Professional sports teams in smaller markets often struggle to build a big enough revenue base to compete against their larger market rivals. By using SAS® Analytics and SAS® Data Management, the Orlando Magic are among the top revenue earners in the NBA, despite being in the 20th-largest market.
The Magic accomplish this feat by studying the resale ticket market to price tickets better, to predict season ticket holders at risk of defection (and lure them back), and to analyze concession and product merchandise sales to make sure the organization has what the fans want every time they enter the arena.
The club has even used SAS to help coaches put together the best lineup.
"Our biggest challenge is to customize the fan experience, and SAS helps us manage all that in a robust way," says Alex Martins, CEO of the Orlando Magic. Having been with the Magic since the beginning (working his way up from PR Director to President to CEO), Martins has seen it all and knows the value that analytics adds. Under Martins' leadership, the season-ticket base has grown as large as 14,200, and the corporate sales department has seen tremendous growth.
The Challenge: Filling Every Seat
But like all professional sports teams, the Magic are constantly looking for new strategies that will keep the seats filled at each of the 41 yearly home games. "Generating new revenue streams in this day of escalating player salaries and escalating expenses is important," says Anthony Perez, vice president of Business Strategy. But with the advent of a robust online secondary market for tickets, reaching the industry benchmark of 90 percent renewal of season tickets has become more difficult.
"In the first year, we saw ticket revenue increase around 50 percent. Over the last three years-for that period, we've seen it grow maybe 75 percent. It's had a huge impact" said Anthony Perez, vice president of Business Strategy, Orlando Magic.
Perez's group takes a holistic approach by combining data from all revenue streams (concession, merchandise, and ticket sales) with outside data (secondary ticket market) to develop models that benefit the whole enterprise. "We're like an inhouse consulting group," explains Perez.
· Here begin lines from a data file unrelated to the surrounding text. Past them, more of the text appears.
PR #28, opened 2022-09-21
windows: remove files we don't need

### LINKED ISSUE #1: windows: reduce image size by removing unnecessary files from debugger installation
The windows instances start slow because the containers need to be downloaded. There's plenty in those containers that we don't actually need. There's e.g. several hundred MB of .pdb and arm specific files. While not normally a good idea, for a dedicated container like this we should just remove them.

CC: @justinpryzby

nbyavuz:
Improves #1

### DIFF
--- a/scripts/windows_install_vs_2019.ps1
+++ b/scripts/windows_install_vs_2019.ps1
@@ -17,6 +17,19 @@ Start-Process -Wait `
       '--add', 'Microsoft.VisualStudio.Component.Windows10SDK.20348'
 if (!$?) { throw 'cmdfail' }
 
+# clear pdb files to download them later
+du -shc "C:\BuildTools\VC\Tools\MSVC"
+rm "C:\BuildTools\VC\Tools\MSVC\*\lib\**\**\*pdb"
+du -shc "C:\BuildTools\VC\Tools\MSVC"
+
+# clear not required arm files
+du -shc "" "C:\Program Files (x86)\Windows Kits"
+rm -r "C:\Program Files (x86)\Windows Kits\10\Lib\*\ucrt\arm"
+rm -r "C:\Program Files (x86)\Windows Kits\10\Lib\*\ucrt\arm64"
+rm -r "C:\Program Files (x86)\Windows Kits\10\Lib\*\um\arm"
+rm -r "C:\Program Files (x86)\Windows Kits\10\Lib\*\um\arm64"
+du -shc "" "C:\Program Files (x86)\Windows Kits"
+
 cd c:\
 Remove-Item C:\t -Force -Recurse
 Remove-Item -Force -Recurse ${Env:TEMP}\*


scripts/windows_install_vs_2019.ps1
```diff
@@ -17,6 +17,19 @@ Start-Process -Wait `
...
+rm "C:\BuildTools\VC\Tools\MSVC\*\lib\**\**\*pdb"
+du -shc "C:\BuildTools\VC\Tools\MSVC"
+
+# clear not required arm files
+du -shc "" "C:\Program Files (x86)\Windows Kits"
+rm -r "C:\Program Files (x86)\Windows Kits\10\Lib\*\ucrt\arm"
+rm -r "C:\Program Files (x86)\Windows Kits\10\Lib\*\ucrt\arm64"
+rm -r "C:\Program Files (x86)\Windows Kits\10\Lib\*\um\arm"
+rm -r "C:\Program Files (x86)\Windows Kits\10\Lib\*\um\arm64"
+du -shc "" "C:\Program Files (x86)\Windows Kits"
```
anarazel, line 31: Hm, do these files actually get added in this layer?

anarazel: Ping?

nbyavuz: Yes, double checked. Inside of windows_ci_vs_base:

```
PS C:\> ls


    Directory: C:\


Mode                LastWriteTime         Length Name
----                -------------         ------ ----
d-----        9/21/2022   1:24 PM                icu
d-----        9/21/2022   1:24 PM                lz4
d-----        9/20/2022  12:15 PM                openssl
d-r---        6/23/2022   9:53 PM                Program Files
d-----         6/9/2022  10:40 PM                Program Files (x86)
d-----        9/20/2022  12:15 PM                python
d-----        9/20/2022  12:15 PM                strawberry
d-r---         6/9/2022  10:45 PM                Users
d-----        9/20/2022  12:14 PM                Windows
d-----        9/20/2022  12:14 PM                Windows Kits
d-----        9/21/2022   1:24 PM                winflexbison
d-----        9/21/2022   1:24 PM                zlib
d-----        9/21/2022   1:24 PM                zstd
-a----        4/22/2022   3:57 AM           5510 License.txt

PS C:\>
```

```
PS C:\Program Files (x86)> ls


    Directory: C:\Program Files (x86)


Mode                LastWriteTime         Length Name
----                -------------         ------ ----
d-----        9/15/2018  10:21 AM                common files
d-----        9/15/2018  10:12 AM                internet explorer
d-----        9/15/2018  10:12 AM                Microsoft.NET
d-----        9/15/2018  10:12 AM                WindowsPowerShell


PS C:\Program Files (x86)>
```

anarazel: The reason I was asking is that the debugger is installed in "Windows Kits" as well - but in "C:/Windows Kits"

anarazel: Would be good to check if there's any duplication between the two directories...

PR #32, opened 2022-11-09
Use windows vms instead of containers

### LINKED ISSUE #31: windows: Try to move to windows VMs instead of containers
Right now we use containers to run tests on windows. But they're slow to start (because the container image gets pulled every time) and slow to run (I suspect due to containerization and potentially anti-virus overhead).

I'd like to convert our windows dockerfiles to packer. First using packer to continue generating windows containers. But then subsequently we can generate windows VM images instead. cirrus-ci can use windows VMs as well. Then we can compare performance between windows VMs and windows containers.

nbyavuz:
Fixes #31.


scripts/windows_install_openssl.ps1
```diff
@@ -13,7 +13,7 @@ $ErrorActionPreference = "Stop"
 $filepath = "$Env:TEMP/openssl-setup.exe"
 
 echo "downloading openssl"
-curl.exe -o "$filepath" -sSL https://slproweb.com/download/Win64OpenSSL-1_1_1q.exe
+curl.exe -o "$filepath" -sSL https://slproweb.com/download/Win64OpenSSL-1_1_1s.exe
```
anarazel, line 16: Can you open a separate PR for this? We need to merge it soon.

packer/windows.pkr.hcl
```diff
@@ -0,0 +1,154 @@
...
+  name = "${var.prefix}pg-ci"
+
+  windows_gcp_images = [
+    {
+      name = "${var.task_name}"
+    },
+  ]
+}
+
+source "googlecompute" "windows-vm" {
```
anarazel, line 20: Have you tried to generate docker containers using packer as well? I'd like to have a somewhat orderly transition for CI, and that'll be harder if we just stop producing the containers on a certain date.

.cirrus.yml
```diff
@@ -347,12 +309,16 @@ task:
     - bison --version
     - flex --version
 
+
 task:
   name: test-windows-container-mingw64-amd64
```
anarazel, line 314: The name is wrong now, not using a container anymore :)

packer/windows.pkr.hcl
```diff
@@ -0,0 +1,154 @@
...
+    labels = ["source.googlecompute.windows-vm"]
+    iterator = tag
+
+    content {
+      name = tag.value.name
+    }
+  }
+
+
+  # FIXME: is there a way to copy only windows* scripts?
```
anarazel, line 56: Why do we need to copy them at all? Can't we just run them with a script provisioner?

packer/windows.pkr.hcl
```diff
@@ -0,0 +1,154 @@
...
+  zone                    = "us-west1-a"
+  machine_type            = "n2-standard-4"
+  instance_name           = "build-${var.task_name}-${var.image_date}"
+  communicator            = "winrm"
+  winrm_username          = "packer_user"
+  winrm_insecure          = true
+  winrm_use_ssl           = true
+  winrm_timeout           = "10m"
+  metadata = {
+    windows-startup-script-cmd = "winrm quickconfig -quiet & net user /add packer_user & net localgroup administrators packer_user /add & winrm set winrm/config/service/auth @{Basic=\"true\"}"
```
anarazel, line 36: Do we need to remove that user?

scripts/windows_install_openssl.ps1
nbyavuz: PR Link: https://github.com/anarazel/pg-vm-images/pull/33

packer/windows.pkr.hcl
nbyavuz: I am not sure if that is possible, because we are connecting to the image as this user. Also, [Cirrus images have this user](https://github.com/cirruslabs/vm-images/blob/master/googlecompute/windows_images.json#L21), too.

packer/windows.pkr.hcl
nbyavuz: I didn't try it yet, will work on that.

nbyavuz:
> I think this can be closed now?

Yes, closed.

PR #38, opened 2022-11-17
Trigger CI if pkrvars files are changed

nbyavuz:


anarazel:
We can improve this if we end up with more variable files, but for now this seems good enough. Thanks!

PR #39, opened 2022-11-20
Add doc on how to use BSD images.

xiaq:


anarazel (approved):
@nbyavuz Perhaps worth adding the other images as well?

anarazel:
Thanks!

PR #46, opened 2023-01-05
Add IMAGE_IDENTITY environment variable

### LINKED ISSUE #45: Add image version / name as an environment variable to generated contains / VMs
It'd be good if all images had a IMAGE_IDENTITY (or such) environment variable containing the name + date of an image. That way we could output that for CI runs, and make it easier to pinpoint when an issue was introduced in a specific image version. 

It'd be good if IMAGE_IDENTITY would allow to specify the specific image (e.g. for VMs it should be the image name, so it could be used by replacing image_family: $basename, with image: $IMAGE_IDENTITY from a previous run).

nbyavuz:
Fixes #45.

### DIFF
--- a/files/bsd/rc.local.sh
+++ b/files/bsd/rc.local.sh
@@ -2,6 +2,10 @@
 
 # Save to /etc/rc.local, to be ran on startup
 
+# Set IMAGE_IDENTITY variable
+. /etc/environment.d/image_identity.conf
+export IMAGE_IDENTITY
+
 if [ "$(uname)" = "NetBSD" ]
 then
     export PATH=/usr/bin:/bin:/usr/sbin:/sbin:/usr/pkg/bin:/usr/pkg/sbin
--- a/packer/freebsd.pkr.hcl
+++ b/packer/freebsd.pkr.hcl
@@ -9,6 +9,7 @@ variable "prefix" {
 
 locals {
   name = "${var.prefix}pg-ci"
+  image_identity = "${local.name}-${var.task_name}-${var.image_date}"
 
   freebsd_gcp_images = [
     {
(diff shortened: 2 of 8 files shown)


anarazel:
For the linux VMs you can create a file in /etc/environment.d/.

files/bsd/rc.local.sh
```diff
@@ -2,6 +2,10 @@
 
 # Save to /etc/rc.local, to be ran on startup
 
+# Set IMAGE_IDENTITY variable
+. /etc/environment.d/image_identity.conf
+export IMAGE_IDENTITY=${IMAGE_IDENTITY}
```
anarazel, line 7: I think "export IMAGE_IDENTITY" should suffice.

packer/freebsd.pkr.hcl
```diff
@@ -9,6 +9,7 @@ variable "prefix" {
 
 locals {
   name = "${var.prefix}pg-ci"
+  image_name = "${local.name}-${var.task_name}-${var.image_date}"
```
anarazel, line 12: In other places you treat image_name as the portion without the date. Perhaps it'd be better to name the variable image_identity?

packer/netbsd_openbsd.pkr.hcl
```diff
@@ -141,7 +150,7 @@ source "googlecompute" "postgres" {
   source_image_family     = "${local.name}-${var.name}-vanilla-${var.version}"
   source_image_project_id = ["${var.gcp_project}"]
   image_family            = "${local.name}-${var.image_name}-${var.version}"
-  image_name              = "${local.name}-${var.image_name}-${var.image_date}"
+  image_name              = local.image_identity
```
anarazel, line 153: Huh, why do we use the version in the image family, but not the name? That seems wrong.

anarazel (commented):
Does make pre-commit need any updates?

Wondering about that made realize that windows packer isn't tested there.

packer/netbsd_openbsd.pkr.hcl
nbyavuz: I added version to image_name. I think we should kept version in the family but maybe only major version? 

Also, I moved `gcloud compute images add-iam-policy-binding` part from `.cirrus.yml` to `netbsd_openbsd.pkr.hcl` because version is got from pkrvars files, not from task_name and it worked. Should we apply same for other tasks?

anarazel: > I added version to image_name. I think we should kept version in the family but maybe only major version?

Yes, that'd make sense. But let's do that in a separate PR.

> Also, I moved gcloud compute images add-iam-policy-binding part from .cirrus.yml to netbsd_openbsd.pkr.hcl because version is got from pkrvars files, not from task_name and it worked. Should we apply same for other tasks?

Hm. It somehow seems wrong to do the iam-policy stuff inside packer, but I can't really explain why. However, you're right, the names don't match up right now. Either way, could we do that as part of a separate PR?

anarazel (approved):
Looks good. Feel free to merge - I thought you might want to merge the IPC::Run one first, so I didn't merge it just now.

PR #47, opened 2023-01-23
ci: Fix packer does not stop on powershell errors

nbyavuz:
Adding `$ErrorActionPreference = 'Stop'` is solving VM issue but when it is added to container, it doesn't run scripts. So, I used `Invoke-Expression` for containers. I tried using wrong commands, exit with other than 0, throwing errors and all of them stopped the execution.

For the containers:

We need to use `$ErrorActionPreference = 'Stop'` in inline scripts too because packer is putting these inline commands to the *.ps1; then it executes these files.

But here could be some problems(?):

* Only `Invoke-Expression` worked correctly but there are some issues about that: 

> [Take reasonable precautions when using the Invoke-Expression cmdlet in scripts. When using Invoke-Expression to run a command that the user enters, verify that the command is safe to run before running it. In general, it is best to design your script with predefined input options, rather than allowing freeform input.](https://learn.microsoft.com/en-us/powershell/module/microsoft.powershell.utility/invoke-expression?view=powershell-7.3)

* When passing `Invoke-Expression -ErrorAction Stop -Command '. {{.Vars}};. {{.Path}}; exit $LastExitCode'` from .cirrus.yml file, Cirrus always calculates `$LastExitCode` as an environment variable and calls script with `Invoke-Expression -ErrorAction Stop -Command '. {{.Vars}};. {{.Path}}; exit '`. I couldn't escape `$LastExitCode`, so I put this command to var-file instead of .cirrus.yml.

### DIFF
--- a/packer/windows.pkr.hcl
+++ b/packer/windows.pkr.hcl
@@ -10,6 +10,15 @@ variable "docker_repo" {
   default = ""
 }
 
+# Execute command for VM instances, containers will overwrite this because
+# docker builder uses docker exec to run commands and that is hardcoded.
+# It doesn't capture errors correctly when VM's execute command is used.
+# So, containers have another execute_command.
+variable "execute_command" {
+  type = string
+  default = "powershell -executionpolicy bypass \"& { if (Test-Path variable:global:ProgressPreference){$ProgressPreference='SilentlyContinue'}; $ErrorActionPreference = 'Stop' ;. {{.Vars}}; &'{{.Path}}'; exit $LastExitCode }\""
+}
+
 variable "docker_server" {
   type = string
   default = ""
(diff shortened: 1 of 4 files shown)


packer/windows.pkr.hcl
```diff
@@ -10,6 +10,12 @@ variable "docker_repo" {
   default = ""
 }
 
+variable "execute_command" {
+  type = string
+  # execute command for vm instances, containers will overwrite this
+  default = "powershell -executionpolicy bypass \"& { if (Test-Path variable:global:ProgressPreference){$ProgressPreference='SilentlyContinue'}; $ErrorActionPreference = 'Stop' ;. {{.Vars}}; &'{{.Path}}'; exit $LastExitCode }\""
```
anarazel, line 16: Explain why we are doing this, and particularly why we are overwriting it for docker containers.

anarazel (approved):
Except for that one comment I just made about commenting, I think it looks. You need to remove the "draft" status though ...

PR #199, opened 2023-08-17
revert the metadata change in rbac subjects

jiaquan1:
This is to revert the changes in the rbac subjects. Customized additional properties in metadata is not always allowed in rbac subjects, such as `annotations`, so revert the changes in the rbac subjects. Got the following error when helm install: 
```
error validating data: ValidationError(RoleBinding.subjects[0]): unknown field "annotations" in io.k8s.api.rbac.v1.Subject
```
Tested it works after revert the subject.


triarius (approved):
LGTM

PR #200, opened 2023-08-21
Add flag to preserve test pipelines

triarius:
Each integration test creates a new pipeline in the `buildkite-kubernetes-stack` organization. But these are deleted when the tests finish. It would be useful to debug failing integration tests if there were an option to not do this.

In this PR we do this if the environment has `TEST_PRESERVE_PIPELINE=true`

### DIFF
--- a/.buildkite/steps/tests.sh
+++ b/.buildkite/steps/tests.sh
@@ -11,11 +11,18 @@ branch="${BUILDKITE_BRANCH:-main}"
 IMAGE=$(buildkite-agent meta-data get "agent-image")
 export IMAGE
 
-gotestsum \
-  --junitfile "junit-${BUILDKITE_JOB_ID}.xml" \
+args=(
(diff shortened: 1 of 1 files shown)


.buildkite/steps/tests.sh
```diff
@@ -11,11 +11,18 @@ branch="${BUILDKITE_BRANCH:-main}"
...
 
-gotestsum \
-  --junitfile "junit-${BUILDKITE_JOB_ID}.xml" \
+args=(
+  --junitfile "junit-${BUILDKITE_JOB_ID}.xml"
   -- \
   -count=1 \
   -failfast \
   -ldflags="-X ${package}.branch=${branch}" \
-  "$@" \
```
triarius, line 20: Unfortunate to use this, but it's not used in CI. It's easy enough to run test locally through the `justfile` directly.

DrJosh9000 (approved):

PR #201, opened 2023-08-30
Log collector for agent-stack-k8s

nsuma8989:
This PR adds a log collector script for agent stack k8s which will help users of the stack to collect necessary logs for investigation incase of any issues


triarius (approved):
Thanks, @nsuma8989!

PR #205, opened 2023-10-08
Fix extraVolumeMounts integration test

triarius:
This was failing because the checkout was failing. It used git mirrors on a volume mount, and I suspect some checkout in a previous build corrupted the mirror directory. The corruption indicates a bug with how the agent uses git mirrors. As we have plans to fix that in the agent repo, I'm not going to investigate that here.

In any case, agent-stack-k8s can protect itself from such bugs in the agent by not using the same volume across builds. Instead, I've checked that the volume is shared between steps (and therefore pods) in the same build.

I've also used a `defer` in the integration tests to clean up the pipelines that are created. It seems to me that the tests attempted to delete the pipeline as soon as it was created with back off. Seems a bit racy to me, so I moved the cleanup into a `defer`.

Also, I've made the build message in an integration test have the name of the test. I considered making it the pipeline name too, but the pipeline name needs to be unique. It already has a random component, and the name is constrained, so I don't think putting the test name in there will work.

### DIFF
--- a/internal/integration/integration_test.go
+++ b/internal/integration/integration_test.go
@@ -20,7 +20,7 @@ func TestWalkingSkeleton(t *testing.T) {
 	}.Init()
 	ctx := context.Background()
 	pipelineID, cleanup := tc.CreatePipeline(ctx)
-	defer cleanup()
+	t.Cleanup(cleanup)
 	tc.StartController(ctx, cfg)
 	build := tc.TriggerBuild(ctx, pipelineID)
 	tc.AssertSuccess(ctx, build)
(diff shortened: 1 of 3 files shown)


internal/integration/integration_test.go
```diff
@@ -19,7 +19,8 @@ func TestWalkingSkeleton(t *testing.T) {
 		GraphQL: api.NewClient(cfg.BuildkiteToken),
 	}.Init()
 	ctx := context.Background()
-	pipelineID := tc.CreatePipeline(ctx)
+	pipelineID, cleanup := tc.CreatePipeline(ctx)
+	defer cleanup()
```
moskyb, line 23: these could potentially be swapped out for `t.Cleanup()` calls, but the actual distinction and when cleanup works better than defer escapes me... regardless, if this works fine then i probably wouldn't futz with it too much

moskyb (approved):

internal/integration/integration_test.go
triarius: Oh, TIL `t.Cleanup`. Apparently, `defer` can be buggy if you invoke `t.Run`, which a `t.Parallel` inside a test. The main test function can return (and run the defer) while the function is `t.Run` is still running 😱

We don't use `t.Run` in the integration tests, but I think we should still use `t.Cleanup` in case we do in the future and get puzzled by the flake.

triarius: Source: https://brandur.org/fragments/go-prefer-t-cleanup-with-parallel-subtests

DrJosh9000 (approved):

PR #207, opened 2023-12-03
Use volume mounts to cache go mod and build

triarius:
This takes the time to run some steps down from [3 min](https://buildkite.com/buildkite-kubernetes-stack/kubernetes-agent-stack/builds/873#018c31c2-b194-4a0e-b9fc-6f3e17a4ecd5) to [3 s](https://buildkite.com/buildkite-kubernetes-stack/kubernetes-agent-stack/builds/874#018c31e0-81ef-4b14-931e-882382ebb23c).

These will be shared between all pods on the same node, so cache misses will happen if the pod is scheduled on a different node. But the go caches are content addressable, so it should be safe to share them between multiple pods on the same node that are running concurrently.

### DIFF
--- a/.buildkite/pipeline.yaml
+++ b/.buildkite/pipeline.yaml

In the case of season ticket holders, the team uses historical purchasing data and renewal patterns to build decision tree models that place subscribers into three categories: most likely to renew, least likely to renew, and fence sitters. The fence sitters then get the customer service department's attention come renewal time.
"SAS has helped us grow our business. It is probably one of the greatest investments that we've made as an organization over the last half-dozen years because we can point to top-line revenue growth that SAS has helped us create through the specific messaging that we're able to direct to each one of our client groups."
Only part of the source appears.